Of course, we know from experience that these preventative measures only go so far, and there is a degree of inevitability that we will see more illness, and greater demand on our service.
Once again this winter, the decision making for our area was left until the eleventh hour. First notification of the Winter Pressures plans were shared in the second week of October, with further supporting information shared in the third week, with expectation to start in November. Despite the very short lead time, we have once again shown our ability as GP Providers to be responsive providers and adapt to the requirements of this additional capacity.
That said, the capacity that has been added in our area does appear to be one of the most efficient models we have seen to date which is a significant positive.
In our PCN, we have offered various formats of delivery at scale. We are fortunate to have a centralised facility from which we can deliver a limited number of PCN level services, and in previous years, winter pressure capacity was added by delivery out of this central hub, to the whole PCN population.

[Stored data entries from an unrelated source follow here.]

Issue #11674, opened 2025-06-16
Total sum row does not work with NestedRows and ColumnSummary plugins


captain-orange2:
### Describe the bug

When implementing a **total sum row** which aggregates all subtotals into a total sum at the bottom row of the table, no _destination row index_ seems be correct. No matter which combination of values of `destinationRow`, `ranges` and `reversedRowCoords` I try, the error _One of the Column Summary plugins' destination points you provided is beyond the table boundaries!_ is shown. 

**Reproduction (in the stackblitz):**
1. Edit e.g. cell (1,1) and see that the total and subtotals are updated correctly
2. Close first nested row group
3. Edit e.g. cell (5,1) and see that the total is not updated (and check console message)

Possible source of this behavior: This [line](https://github.com/handsontable/handsontable/blob/master/handsontable/src/plugins/columnSummary/endpoints.js#L551) compares a physical row index with the count of the visual rows. 

Note: I created the demo by extending the example given in the [documentation](https://handsontable.com/docs/react-data-grid/column-summary/#set-up-column-summaries-using-a-function) 
>  "Using a function to provide a column summary configuration lets you set up all sorts of more complex column summaries."

### Provide a link to the demo with the bug reproduction

https://stackblitz.com/edit/react-qganvzeb?file=src%2FExampleComponent.tsx

### Handsontable version

15.3

### Your environment

Chrome

budnix:
Thanks for reporting the bug — the fix is already done (https://github.com/handsontable/handsontable/pull/13217) and will be released in upcoming releases.

PR #13217, opened 2026-08-21
DEV-2587: Fix columnSummary destination rows when rows are trimmed (#11674)

budnix:
### Context

The PR fixes a `columnSummary` total row that stops working as soon as a `nestedRows` group is collapsed, reported in #11674.

**What goes wrong, in steps:**

1. In `columnSummary`, `destinationRow` and `ranges` are **physical** row indexes — positions in the raw data array.
2. Several places in `endpoints.ts` compared them against `hot.countRows()`, which counts only the rows that are currently **visible**.
3. Collapsing a `nestedRows` group trims its children, so `countRows()` shrinks while the physical dataset stays the same size.
4. A total row at the bottom of the data now has a physical index bigger than `countRows()`. The guard decides it is off the table, logs *"One of the Column Summary plugins' destination points you provided is beyond the table boundaries!"*, and skips it. The total goes stale.

Three more symptoms came out of the same confusion while investigating:

- **Silent wrong-row write.** With `reversedRowCoords: true` the plugin computes `countRows() - N - 1` and treats the answer as a physical index. After a collapse that number points at a **different, visible row** — in the added test the grand total was written into another group's header row, overwriting its value, with no warning at all.
- **Uncaught exception.** When the destination row was itself trimmed, `toVisualRow()` returned `null` and the plugin still called `setDataAtCell(null, …)`, throwing `TypeError: Cannot set properties of null` out of `DataMap.set`.
- **Hidden summary rows counted as data.** `getCellValue()` recognizes a summary result by its `columnSummaryResult` class, but cell meta is addressed by *visual* coordinates, so a trimmed row has no readable class. A hidden summary row was therefore summed as if it were plain data, inflating every summary whose range covered it.

### The fix

Bounds checking now runs through one predicate, `Endpoints#isEndpointOutOfBounds()`, which separates the three cases that `countRows()` had conflated:

- the physical row does not exist at all — out of bounds, warn;
- the row exists but is **trimmed** — not out of bounds, it is just hidden, so skip the write silently;
- the row is visible but sits past `maxRows` — out of bounds, the grid renders no cell for it.

When nothing is trimmed this is exactly equivalent to the old `destinationRow >= countRows()` test, so **behavior is unchanged for every setup that does not trim rows.**

For the last symptom, `getCellValue()` falls back to `Endpoints#isSummaryDestination()` when the row is trimmed. The destination set is built once per refresh pass and invalidated at the three batch entry points, so function-typed settings are not re-invoked per cell.

The settings defaults (the implicit `ranges`, and the `reversedRowCoords` conversion) use `countAddressableRows()` — the physical row count capped by `maxRows`. `countRows()` was silently carrying that cap, and dropping it breaks the existing "maxRows options set" spec. A non-finite or negative `maxRows` is treated as no cap.

### Behavior changes to note

Two, both visible only when rows are trimmed:

1. **Default calculation range.** When an endpoint declares no `ranges`, the default now spans the whole dataset rather than a visible-row-count prefix. The old value was an arbitrary physical prefix rather than anything meaningful. The `maxRows` cap still applies.
2. **`reversedRowCoords` under Filters / TrimRows.** It now resolves against the physical row count, so the summary pins to the last *physical* row. Previously it followed the last *visible* row, which under a filter meant the result was written over whatever data row happened to sit at the bottom of the filtered view. Pinning is what makes the `nestedRows` case correct, but it is a change for Filters users with function-typed settings — flagging it explicitly for a reviewer decision.

### Known limitation, not addressed here

Nothing re-runs the endpoints when rows are untrimmed — `columnSummary` registers no hook for expand, untrim or filter. So a destination row that was hidden at the moment of a change keeps a stale value, **and misses its `readOnly` / `columnSummaryResult` styling**, until the next recalculation that happens while it is visible. Both recover together at that point. This is pre-existing and orthogonal to this fix; there is no single generic untrim hook to attach to, and a naive `rowIndexMapper` listener would loop back on itself because the refresh writes through `setDataAtCell`. Worth its own ticket.

### How has this been tested?

Four cases added to `handsontable/src/plugins/columnSummary/__tests__/columnSummary.spec.js`, all four verified red against `origin/develop` and green with the change:

- a grand-total row at the bottom of a nested dataset stays correct after collapsing a group;
- `reversedRowCoords: true` resolves against the physical row count, so the total stays in the last physical row instead of overwriting another group's header row;
- a destination row that is itself trimmed no longer throws, and picks up the correct value on the next recalculation once it is visible;
- a trimmed summary row is not counted as data by another summary that covers it.

```bash
npm run test:e2e --prefix handsontable -- --testPathPattern='columnSummary|nestedRows|trimRows|filters|hiddenRows'   # 920 specs, 0 failures
npm run test:unit --prefix handsontable                                                                              # 3597 tests, 0 failures
npm run eslint --prefix handsontable                                                                                 # 0 errors
npm run stylelint --prefix handsontable                                                                              # clean
npm run test:types --prefix handsontable                                                                             # clean
```

### Types of changes

### Related issue(s):

1. #11674
2. DEV-2587

### Affected project(s):

- [x] `handsontable`
- [ ] `@handsontable/vue3`

### Checklist:

ClickUp task: https://app.clickup.com/t/9015210959/DEV-2587

---

> [!NOTE]
> **Medium Risk**
> Touches columnSummary calculation, bounds, and write paths used with NestedRows/TrimRows/Filters. Behavior of default ranges and reversedRowCoords changes when rows are trimmed; untrimmed tables should match previous behavior.
> 
> **Overview**
> Fixes `columnSummary` treating trimmed rows as missing. Destination rows and default ranges are physical indexes, but they were compared against `countRows()`, so collapsing a NestedRows group (or TrimRows/Filters) produced false out-of-bounds warnings, wrote results into the wrong visible row when `reversedRowCoords` was on, and crashed when writing to a hidden destination.
> 
> Bounds checks now use `isEndpointOutOfBounds()` against the physical row count (still capped by `maxRows`). Writes and resets skip trimmed destinations instead of calling `setDataAtCell(null, …)`. Hidden summary cells are excluded from other summaries via a per-refresh destination cache, because `columnSummaryResult` cell meta is not readable without visual coordinates.
> 
> Default `ranges` and `reversedRowCoords` now resolve against physical (maxRows-capped) length, so totals stay on the last physical row rather than the last visible one. Specs cover collapse, reversed coords, hidden destinations, and trimmed subtotals.
> 
> <sup>Reviewed by [Cursor Bugbot](https://cursor.com/bugbot) for commit 7cf10236783dec26a27d927bc8b63d6ef0ed3dc0. Bugbot is set up for automated code reviews on this repo. Configure [here](https://www.cursor.com/dashboard/bugbot).</sup>

### DIFF
--- a/handsontable/src/plugins/columnSummary/__tests__/columnSummary.spec.js
+++ b/handsontable/src/plugins/columnSummary/__tests__/columnSummary.spec.js
@@ -978,6 +978,9 @@ describe('ColumnSummarySpec', () => {
 
       data.push({ a: 'TOTAL', b: null });
 
+      // installed before the grid so init-time warnings land inside the spied window
+      const warnSpy = spyOnConsoleWarn();
+
       handsontable({
         data,
         height: 400,
@@ -1018,8 +1021,6 @@ describe('ColumnSummarySpec', () => {
           ];
         },
       });
-
-      const warnSpy = spyOn(console, 'warn');
 
       await waitForNextAnimationFrames(2);
 
@@ -1164,6 +1165,37 @@ describe('ColumnSummarySpec', () => {
     // 10 + 2 + 3, without the hidden subtotal of 6 added on top
     expect(getDataAtCell(hot().toVisualRow(4), 0)).toEqual(15);
   });
+
+  it('should build the default `ranges` from the physical row count when rows are already trimmed (#11674)',
+    async() => {
+      handsontable({
+        data: [[1], [2], [3], [4], [null]],
+        trimRows: [1, 2],
+        columnSummary() {
+          return [
+            {
+              // no `ranges`, so the default range is built while rows 1 and 2 are already trimmed
+              destinationRow: 4,
+              destinationColumn: 0,
+              type: 'sum',
+              forceNumeric: true,
+            },
+          ];
+        },
+      });
+
+      await waitForNextAnimationFrames(2);
+
+      const plugin = getPlugin('ColumnSummary');
+
+      // 5 physical rows, so the default range spans them all - not the 3 visible ones
+      expect(plugin.endpoints.getAllEndpoints()[0].ranges).toEqual([[0, 4]]);
+
+      // force a recalculation and check the sum covers the trimmed rows too
+      await setDataAtCell(0, 0, 10);
+
+      expect(getDataAtCell(hot().toVisualRow(4), 0)).toEqual(19);
+    });
 
   describe('maxRows options set', () => {
     it('should apply summary operation only on rows which are < maxRows', async() => {
--- a/handsontable/src/plugins/columnSummary/__tests__/columnSummary.spec.js
+++ b/handsontable/src/plugins/columnSummary/__tests__/columnSummary.spec.js
@@ -972,6 +972,114 @@ describe('ColumnSummarySpec', () => {
       expect(spec().$container.find('.columnSummaryResult').size()).toEqual(3);
       expect(spec().$container.find('.htDimmed').size()).toEqual(3);
     });
+
+    it('should keep the grand-total endpoint working when a nested group is collapsed (#11674)', async() => {
+      const data = getDataForColumnSummary();
+
+      data.push({ a: 'TOTAL', b: null });
+
+      handsontable({
+        data,
+        height: 400,
+        width: 400,
+        rowHeaders: true,
+        nestedRows: true,
+        columnSummary() {
+          return [
+            {
+              destinationRow: 0,
+              destinationColumn: 1,
+              type: 'sum',
+              forceNumeric: true,
+              ranges: [[1, 3]],
+            },
+            {
+              destinationRow: 4,
+              destinationColumn: 1,
+              type: 'sum',
+              forceNumeric: true,
+              ranges: [[5, 6]],
+            },
+            {
+              destinationRow: 7,
+              destinationColumn: 1,
+              type: 'sum',
+              forceNumeric: true,
+              ranges: [[8, 9]],
+            },
+            {
+              // physical row 10 - the grand-total row at the bottom
+              destinationRow: 10,
+              destinationColumn: 1,
+              type: 'sum',
+              forceNumeric: true,
+              ranges: [[1, 3], [5, 6], [8, 9]],
+            },
+          ];
+        },
+      });
+
+      const warnSpy = spyOn(console, 'warn');
+
+      await waitForNextAnimationFrames(2);
+
+      expect(getDataAtCell(10, 1)).toEqual(4251);
+
+      getPlugin('nestedRows').collapsingUI.collapseChildren(0);
+
+      await waitForNextAnimationFrames(2);
+
+      expect(getDataAtCell(7, 1)).toEqual(4251);
+
+      await setDataAtCell(2, 1, 0);
+
+      expect(warnSpy).not.toHaveBeenCalledWith(warnMessage);
+      // the edited row belongs to the second group, so its subtotal and the grand total drop by 363
+      expect(getDataAtCell(1, 1)).toEqual(3633);
+      expect(getDataAtCell(7, 1)).toEqual(3888);
+    });
+
+    it('should resolve `reversedRowCoords` against the physical row count when a group is collapsed (#11674)',
+      async() => {
+        const data = getDataForColumnSummary();
+
+        data.push({ a: 'TOTAL', b: null });
+
+        handsontable({
+          data,
+          height: 400,
+          width: 400,
+          rowHeaders: true,
+          nestedRows: true,
+          columnSummary() {
+            return [
+              {
+                destinationRow: 0,
+                reversedRowCoords: true,
+                destinationColumn: 1,
+                type: 'sum',
+                forceNumeric: true,
+                ranges: [[1, 3], [5, 6], [8, 9]],
+              },
+            ];
+          },
+        });
+
+        await waitForNextAnimationFrames(2);
+
+        expect(getDataAtCell(10, 1)).toEqual(4251);
+
+        getPlugin('nestedRows').collapsingUI.collapseChildren(0);
+
+        await waitForNextAnimationFrames(2);
+
+        // force a recalculation while the group stays collapsed
+        await setDataAtCell(2, 1, 0);
+
+        // the result stays in the last physical row instead of jumping to the row that is now `countRows() - 1`
+        expect(getDataAtCell(7, 1)).toEqual(3888);
+        expect(getDataAtCell(4, 1)).toEqual('7');
+      });
   });
 
   describe('maxRows options set', () => {
--- a/handsontable/src/plugins/columnSummary/__tests__/columnSummary.spec.js
+++ b/handsontable/src/plugins/columnSummary/__tests__/columnSummary.spec.js
@@ -1126,6 +1126,45 @@ describe('ColumnSummarySpec', () => {
       });
   });
 
+  it('should not count a trimmed summary row as data in another summary (#11674)', async() => {
+    handsontable({
+      data: [[1], [2], [3], [null], [null]],
+      columnSummary: [
+        {
+          destinationRow: 3,
+          destinationColumn: 0,
+          type: 'sum',
+          forceNumeric: true,
+          ranges: [[0, 2]],
+        },
+        {
+          // no `ranges`, so the default range spans every physical row - including row 3, which
+          // holds the subtotal above
+          destinationRow: 4,
+          destinationColumn: 0,
+          type: 'sum',
+          forceNumeric: true,
+        },
+      ],
+      trimRows: true,
+    });
+
+    await waitForNextAnimationFrames(2);
+
+    expect(getDataAtCell(3, 0)).toEqual(6);
+    expect(getDataAtCell(4, 0)).toEqual(6);
+
+    getPlugin('trimRows').trimRow(3);
+
+    await waitForNextAnimationFrames(2);
+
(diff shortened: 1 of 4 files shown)


qunabu:
Task linked: [DEV-2587 ColumnSummary total row breaks when NestedRows collapses a group (#11674)](https://app.clickup.com/t/9015210959/DEV-2587)

handsontable/src/plugins/columnSummary/columnSummary.ts
```diff
@@ -499,13 +499,16 @@ export class ColumnSummary extends BasePlugin {
...
-    if (visualRowIndex !== null) {
-      cellClassName = (this.hot.getCellMetaTransient(visualRowIndex, col).className as string) || '';
-    }
+    // A trimmed row has no visual coordinates, so its cell meta - and with it the
+    // `columnSummaryResult` class - cannot be read. Fall back to the endpoint destinations, or a
+    // hidden summary row is summed as plain data and inflates every summary covering it.
+    const isSummaryResult = visualRowIndex !== null
+      ? ((this.hot.getCellMetaTransient(visualRowIndex, col).className as string) || '')
+        .indexOf('columnSummaryResult') > -1
+      : this.endpoints!.isSummaryDestination(row, col);
```
Haxikowy, line 513: The visible branch keys only on the className, so it misses a destination row that was trimmed when the meta was last written. `setEndpointValue` skips `_setCellMetaDeclarative` for trimmed rows, so once that row is untrimmed it has no class and gets summed as data by any summary covering it.

```js
const isSummaryResult = this.endpoints!.isSummaryDestination(row, col) ||
  (visualRowIndex !== null &&
    ((this.hot.getCellMetaTransient(visualRowIndex, col).className as string) || '')
      .indexOf('columnSummaryResult') > -1);
```

A destination cell is never data, so OR-ing is safe in both directions.

handsontable/src/plugins/columnSummary/endpoints.ts
```diff
@@ -169,7 +253,7 @@ class Endpoints {
     arrayEach(settingsArray, (val: EndpointConfig) => {
       const newEndpoint: EndpointConfig = {};
 
-      this.assignSetting(val, newEndpoint, 'ranges', [[0, this.hot.countRows() - 1]]);
+      this.assignSetting(val, newEndpoint, 'ranges', [[0, this.countAddressableRows() - 1]]);
```
Haxikowy, line 276: This range span is the loop bound in `getPartialSum`, `getPartialMinMax` and `countEmpty`. On 100k rows with a filter showing 500 and no explicit `ranges`, one `afterChange` walks 100,000 iterations instead of 500, per endpoint, per recalculation.

Semantics are correct and I'm not asking you to revert. Worth a `performance-tests/` scenario for default `ranges` over a filtered large dataset, and a line in the guide that omitting `ranges` costs a full dataset pass regardless of filtering.

Also untested: the one test that looks like it covers this passes array settings, so `parseSettings` runs at `afterInit` while nothing is trimmed and both counts agree. It proves the `isSummaryDestination` fix only. The change bites when trimming exists at parse time, or with function settings.

handsontable/src/plugins/columnSummary/endpoints.ts
```diff
@@ -135,6 +190,35 @@ class Endpoints {
...
+   * addressed by visual coordinates, so a trimmed row has no readable class. Without this check a
+   * hidden summary row is summed as if it were plain data and inflates every summary covering it.
+   *
+   * @param {number} physicalRow Physical row index.
+   * @param {number} column Column index.
+   * @returns {boolean}
+   */
+  isSummaryDestination(physicalRow: number, column: number): boolean {
+    if (this.#summaryDestinations === null) {
+      this.#summaryDestinations = new Set(
```
Haxikowy: `getAllEndpoints()` here re-invokes the settings function and re-runs `parseSettings`, one line after `refreshAllEndpoints` already resolved the same endpoints. For a stateful or non-deterministic callback the destination set then describes a different layout than the endpoints being calculated.

Passing the resolved array into `invalidateSummaryDestinations()` at the three call sites also removes the user callback from inside the per-cell loop.

handsontable/src/plugins/columnSummary/endpoints.ts
```diff
@@ -135,6 +190,35 @@ class Endpoints {
...
+        this.getAllEndpoints().map(endpoint => `${endpoint.destinationRow},${endpoint.destinationColumn}`)
+      );
+    }
+
+    return this.#summaryDestinations.has(`${physicalRow},${column}`);
```
Haxikowy: Minor: the string key allocates per cell on the trimmed path, which with the default-`ranges` change is most iterations in a filtered grid. Endpoint counts are single digit, so a linear scan comparing two numbers, or `Map<number, Set<number>>`, avoids it.

handsontable/src/plugins/columnSummary/endpoints.ts
```diff
@@ -122,6 +128,55 @@ class Endpoints {
...
+
+  /**
+   * Returns the number of rows an endpoint may address, that is the physical row count capped by
+   * `maxRows`. Used for the settings defaults that need a row count rather than a bounds check.
+   *
+   * A non-finite or negative `maxRows` is treated as no cap.
+   *
+   * @returns {number}
+   */
+  countAddressableRows(): number {
```
Haxikowy, line 153: `dataMap.getLength()` collapses `maxRows <= 0` to `0` (`dataMap.ts:1092`), so this treats negative `maxRows` as no cap where core treats it as zero rows. With `maxRows: -1` the default `ranges` becomes the whole dataset instead of `[[0, -1]]`. Degenerate config, but the JSDoc above asserts behavior the rest of the codebase contradicts. Mirror the clamp or drop the sentence.

handsontable/src/plugins/columnSummary/endpoints.ts
```diff
@@ -550,6 +628,8 @@ class Endpoints {
    * @param {Set<number>|number[]} visualColumns Visual column indexes to match against.
    */
   refreshEndpointsBySourceColumns(visualColumns: Set<number> | number[]) {
+    this.invalidateSummaryDestinations();
```
Haxikowy: This runs before the `matched.length === 0` early return, so a formulas-heavy grid drops the cache on every `afterFormulasValuesUpdate` even when nothing recalculates. Moving it below the return keeps it warm.

handsontable/src/plugins/columnSummary/__tests__/columnSummary.spec.js
```diff
@@ -972,6 +972,197 @@ describe('ColumnSummarySpec', () => {
...
+              destinationColumn: 1,
+              type: 'sum',
+              forceNumeric: true,
+              ranges: [[1, 3], [5, 6], [8, 9]],
+            },
+          ];
+        },
+      });
+
+      const warnSpy = spyOn(console, 'warn');
```
Haxikowy: Nit: the file has a `spyOnConsoleWarn()` helper, and this installs the spy after `handsontable()`, so init-time warnings fall outside the window. Harmless for `not.toHaveBeenCalledWith`, but it would silently weaken the test if it ever flipped to a positive assertion.

handsontable/src/plugins/columnSummary/columnSummary.ts
budnix: Good spot, but I have to push back on this one: I tried the OR and it broke three specs (819 vs 820 in the many-endpoints one). A visible destination cell still holds the user own value on the first pass and that counts toward the sum, so the two tests have to stay exclusive. Added a comment saying why in `7cf1023`.

handsontable/src/plugins/columnSummary/endpoints.ts
budnix: You are right, that test only proved the `isSummaryDestination` fix. Added a spec with function settings and trimming already on at parse time in `7cf1023`. The perf scenario and the guide note I would rather do as a follow-up ticket.

handsontable/src/plugins/columnSummary/endpoints.ts
budnix: Agreed — swapped it for `cacheSummaryDestinations(endpoints)` in `7cf1023`, and all three call sites now resolve the endpoints once and pass them in.

handsontable/src/plugins/columnSummary/endpoints.ts
budnix: Good point — it is a `Map<number, Set<number>>` now, so no string key per cell (`7cf1023`).

handsontable/src/plugins/columnSummary/endpoints.ts
budnix: Yep, my mistake — `countAddressableRows` now mirrors the `DataMap#getLength` clamp exactly, and the JSDoc says so (`7cf1023`).

handsontable/src/plugins/columnSummary/endpoints.ts
budnix: Fair point — moved it below the early return in `7cf1023`. It still caches every endpoint, not just the matched ones, since a result has to stay excluded from the other ranges too.

handsontable/src/plugins/columnSummary/__tests__/columnSummary.spec.js
budnix: Nice catch — using `spyOnConsoleWarn()` now, installed before the grid so init-time warnings land inside the window (`7cf1023`).

Haxikowy (approved):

Last year, we were mandated not to provide from this centralised location, due to the proximity of an Urgent Treatment Centre, so we delivered a town wide model, with clinics running from a number of practices in the PCN area, with both patients and staff being able to work from, or be seen in any practice in the PCN area, regardless of registration. With this came additional challenges. Obvious ones included logistical issues of booking, and the inevitable small number where patients arrived at the wrong location, and staff having to integrate quickly into buildings they may not be familiar with, and ensuring IT interoperability for staff working cross site.
This year, we are delivering with perhaps the best model, that being additional appointment delivered out of each practice within the PCN. The coordination is ‘at scale’ by the PCN, but delivery is done on a pro-rata number of appointments based on practice list size.
Time will tell how effective the preventative measures have been, and how well our additional capacity deals with any spike in activity. What I think I can confidently say though is that when we are looking back in Spring, we will be saying it was vital to have the additional capacity.
Perhaps this year, as a system, we could give certainty in advance for this annual exercise.